# Price Point Tubes



## Greg (Mar 30, 2009)

Uber cheap:

http://www.pricepoint.com/detail/17...s/Accessories/Price-Point-Tube---Set-of-5.htm

Anyone have any experience with them? How do they hold up?


----------



## bvibert (Mar 30, 2009)

Going on a Pricepoint shopping spree today?

Just go ghetto tubeless and you won't have to worry about it.


----------



## RootDKJ (Mar 30, 2009)

It looks like a good deal to me


----------



## gorgonzola (Mar 30, 2009)

no presta 26x2.35 i have used  2.125's but wonder if  they're more prone to flatting? last flat was a big ass thorn...  a few of the guys i ride with go tubeless but it seems theyre always f'in around with 'm too?!?!?!


----------



## Jisch (Mar 31, 2009)

I do ghetto tubeless. Yes its a bit more futzing about in the garage - some I have to top off every two weeks or so, have to add sealant every 2-3 months. That said, I have had 2 flats on ghetto tubeless in the 3 years or so I've been running them (large sidewall tears). 

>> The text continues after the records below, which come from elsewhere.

PR #11383, opened 2021-01-06
DYN-3320: Add basic standard library support

sm6srw:
### Purpose

Packages should be loadable/shippable with core runtime zip and daily builds. 

This pull request does:
* introduce a new `Standard Library\Packages` folder that lives in the same folder as the `DynamoPackages.dll`
* add this folder as a folder to load packages from in each `PackageLoader` constructor.
* require that packages loaded from this location is signed.

### Declarations

### Reviewers

### FYIs

### DIFF
--- a/src/DynamoPackages/PackageLoader.cs
+++ b/src/DynamoPackages/PackageLoader.cs
@@ -76,9 +76,20 @@ namespace Dynamo.PackageManager
 
         private readonly List<string> packagesDirectoriesToVerifyCertificates = new List<string>();
 
+        // The standard library directory is located in the same directory as the DynamoPackages.dll
+        private string StandardLibraryDirectory =>
+            Path.Combine(Path.GetDirectoryName(Assembly.GetAssembly(GetType()).Location),
+                @"Standard Library", @"Packages");
+
         public PackageLoader(string overridePackageDirectory)
-            : this(new[] { overridePackageDirectory })
         {
+            if (overridePackageDirectory == null)
+                throw new ArgumentNullException("overridePackageDirectory");
+
+            packagesDirectories.Add(overridePackageDirectory);
+            this.packagesDirectories.Add(StandardLibraryDirectory);
+
+            this.packagesDirectoriesToVerifyCertificates.Add(StandardLibraryDirectory);
         }
 
         public PackageLoader(IEnumerable<string> packagesDirectories)
@@ -87,10 +98,14 @@ namespace Dynamo.PackageManager
                 throw new ArgumentNullException("packagesDirectories");
 
             this.packagesDirectories.AddRange(packagesDirectories);
+            this.packagesDirectories.Add(StandardLibraryDirectory);
+            
             var error = PathHelper.CreateFolderIfNotExist(DefaultPackagesDirectory);
 
             if (error != null)
                 Log(error);
+
+            this.packagesDirectoriesToVerifyCertificates.Add(StandardLibraryDirectory);
         }
 
         /// <summary>
@@ -99,11 +114,22 @@ namespace Dynamo.PackageManager
         /// <param name="packagesDirectories">Default package directories</param>
         /// <param name="packageDirectoriesToVerify">Default package directories where node library files require certificate verification before loading</param>
         public PackageLoader(IEnumerable<string> packagesDirectories, IEnumerable<string> packageDirectoriesToVerify)
-            : this(packagesDirectories)
         {
+            if (packagesDirectories == null)
+                throw new ArgumentNullException("packagesDirectories");
+
             if (packageDirectoriesToVerify == null)
                 throw new ArgumentNullException("packageDirectoriesToVerify");
 
+            this.packagesDirectories.AddRange(packagesDirectories);
+            this.packagesDirectories.Add(StandardLibraryDirectory);
+
+            var error = PathHelper.CreateFolderIfNotExist(DefaultPackagesDirectory);
+
+            if (error != null)
+                Log(error);
+
+            this.packagesDirectoriesToVerifyCertificates.Add(StandardLibraryDirectory);
             this.packagesDirectoriesToVerifyCertificates.AddRange(packageDirectoriesToVerify);
         }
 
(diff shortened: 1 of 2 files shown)


src/DynamoPackages/PackageLoader.cs
```diff
@@ -76,9 +76,20 @@ public string DefaultPackagesDirectory
...
+            Path.Combine(Path.GetDirectoryName(Assembly.GetAssembly(GetType()).Location),
+                @"Standard Library", @"Packages");
+
         public PackageLoader(string overridePackageDirectory)
-            : this(new[] { overridePackageDirectory })
         {
+            if (overridePackageDirectory == null)
+                throw new ArgumentNullException("overridePackageDirectory");
+
+            packagesDirectories.Add(overridePackageDirectory);
```
pinzart90, line 89: add `this` to be consistent. Or remove it everywhere..

sm6srw: What is our preference, use `this` or not using `this`?

aparajit-pratap: Not using.

src/DynamoPackages/PackageLoader.cs
```diff
@@ -76,9 +76,20 @@ public string DefaultPackagesDirectory
 
         private readonly List<string> packagesDirectoriesToVerifyCertificates = new List<string>();
 
+        // The standard library directory is located in the same directory as the DynamoPackages.dll
+        internal string StandardLibraryDirectory =>
+            Path.Combine(Path.GetDirectoryName(Assembly.GetAssembly(GetType()).Location),
+                @"Standard Library", @"Packages");
+
         public PackageLoader(string overridePackageDirectory)
-            : this(new[] { overridePackageDirectory })
```
aparajit-pratap, line 80: Why can't we continue to call this constructor? That way the new directory needs to be added to only that constructor.

src/DynamoPackages/PackageLoader.cs
```diff
@@ -99,11 +114,22 @@ public PackageLoader(IEnumerable<string> packagesDirectories)
         /// <param name="packagesDirectories">Default package directories</param>
         /// <param name="packageDirectoriesToVerify">Default package directories where node library files require certificate verification before loading</param>
         public PackageLoader(IEnumerable<string> packagesDirectories, IEnumerable<string> packageDirectoriesToVerify)
-            : this(packagesDirectories)
```
aparajit-pratap, line 102: Same here.

src/DynamoPackages/PackageLoader.cs
```diff
@@ -76,9 +76,20 @@ public string DefaultPackagesDirectory
 
         private readonly List<string> packagesDirectoriesToVerifyCertificates = new List<string>();
 
+        // The standard library directory is located in the same directory as the DynamoPackages.dll
+        internal string StandardLibraryDirectory =>
```
aparajit-pratap, line 80: Should this be readonly?

src/DynamoPackages/PackageLoader.cs
sm6srw: Thanks, I totally misread this code.

src/DynamoPackages/PackageLoader.cs
sm6srw: It is a property so no.

src/DynamoPackages/PackageLoader.cs
sm6srw: Thanks

aparajit-pratap (approved):

src/DynamoPackages/PackageLoader.cs
```diff
@@ -87,10 +92,14 @@ public PackageLoader(IEnumerable<string> packagesDirectories)
...
 
             this.packagesDirectories.AddRange(packagesDirectories);
+            this.packagesDirectories.Add(StandardLibraryDirectory);
+            
             var error = PathHelper.CreateFolderIfNotExist(DefaultPackagesDirectory);
 
             if (error != null)
                 Log(error);
+
+            packagesDirectoriesToVerifyCertificates.Add(StandardLibraryDirectory);
```
mjkkirschner, line 102: so I'm curious about this decision?

pinzart90 (approved):

src/DynamoPackages/PackageLoader.cs
aparajit-pratap: @mjkkirschner do you mean packages that we own do not really need to be signed?

mjkkirschner: I'm not sure, I want to discuss it, if other teams will use this loading mechanism then it's an additional cost, also they may load custom nodes from this location - I'm not sure if our currrent cert checks actually check all files or only `.dlls` - I'm also not sure if our build steps sign all files or only `.dlls` 

Definitely we should consider the security of this loading location given that this package loading location is local to dynamo and so could be *anywhere* - not in a protected folder like %appData% or %programData% that requires user or admin permissions.

In addition, if we want to "protect" this loading location perhaps there are better ways - or additional mechanisms.

mjkkirschner: another thought - we may not want anything but ADSK packages to be loaded from here - if that was the case how would we enforce it?

aparajit-pratap: These points bring another question to my mind - will we be telling integrators that they could save their product-specific packages to this loading location if they want those packages to be loaded at startup or will we give them an option to add custom package paths in addition to this one?

mjkkirschner: I imagined we would reuse this location - but I guess ultimately that depends what type of restrictions we want to put on this location, and if those same restrictions are acceptable/sensible for both use cases. Off the top of my head it seems to make sense to use the same set of rules because they'll have the same security concerns and many overlapping requirements - and if we can simplify, why not.

mjkkirschner (approved):
approving for now, because I think discussion regarding cert checks is likely out of scope and we can schedule an internal discussion and iterate on it with future tasks.

src/DynamoPackages/PackageLoader.cs
sm6srw: Well, these are binaries that we ship and they should always be signed. That was my thinking. And dynamo binaries will always live in a protected location when an integrator use it because they will install Dynamo in some way or another. So they need to sign any binaries they add to this location regardless. 

This needs more discussions.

The few times I've had to resort to tubes I've had a flat once a week or so. Of course a flat with ghetto tubeless is a mighty PITA to change, but I'd rather have a PITA flat once a year over an "easy" flat once a week. 

Also ghetto tubeless is far easier to set up if you have an air compressor. I've done it with a floor pump many times, but an air compressor makes it a 2 minute job.

John


----------